Dillard T A, Piantadosi S, Rajagopal K R
Am Rev Respir Dis. 1985 Aug;132(2):230-5. doi: 10.1164/arrd.1985.132.2.230.
In chronic air-flow obstruction (CAO), inspiratory mechanics constitute a potential mechanism of compensation for limitation of expiratory air flow. We sought to determine whether assessment of inspiratory function could improve our ability to predict ventilation at maximal exercise (Ve max) in patients with CAO. Resting inspiratory and expiratory pulmonary function studies from 20 patients with ventilatory limitation of exercise due to CAO provided data for development of a new regression model for Ve max. Maximal exercise was quantitated from breath-by-breath analysis of exercise responses at cycle ergometry with work increments of 25 watts each min to tolerance. Multiple regression analysis by 3 methods gave identical results.
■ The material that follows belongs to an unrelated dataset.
PR #4987, opened 2021-05-10
Minor changes to Programming vignette

avimallu:
@jangorecki, thank you for the effort into adding a programmable interface to `data.table` . I was going through the vignette and noticed some minor errors to language or typos that I believe should be edited. Please let me know if I should perhaps file another issue and then a PR, or whether just a PR is fine.

I have not made any changes to code, so there is no need of a NEWS item or a change to the contributors list.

A 2-variable formula containing peak inspiratory flow rate (PIFR) and the forced expiratory volume in one second (FEV1) correlated strongly with Ve max (r = 0.967) in the formula Ve max (L/min) = 21.34 FEV1 (L) + 6.28 PIFR (L/s) +3.94 (95% Cl = +/- 18 L/min). This model was significantly different from published models containing FEV1 alone (p = 0.0002) and was not improved by additional variables. Similar formulas derived for emphysematous and bronchitic clinical types of CAO did not exhibit significantly different slope and intercept coefficients. Both PIFR and FEV1 correlated strongly with tidal volume at maximal exercise. The PIFR also correlated well with resting peak inspiratory airway pressure (r = 0.775). We conclude that consideration of PIFR in addition to FEV1 can improve our clinical ability to predict Ve max in patients with CAO.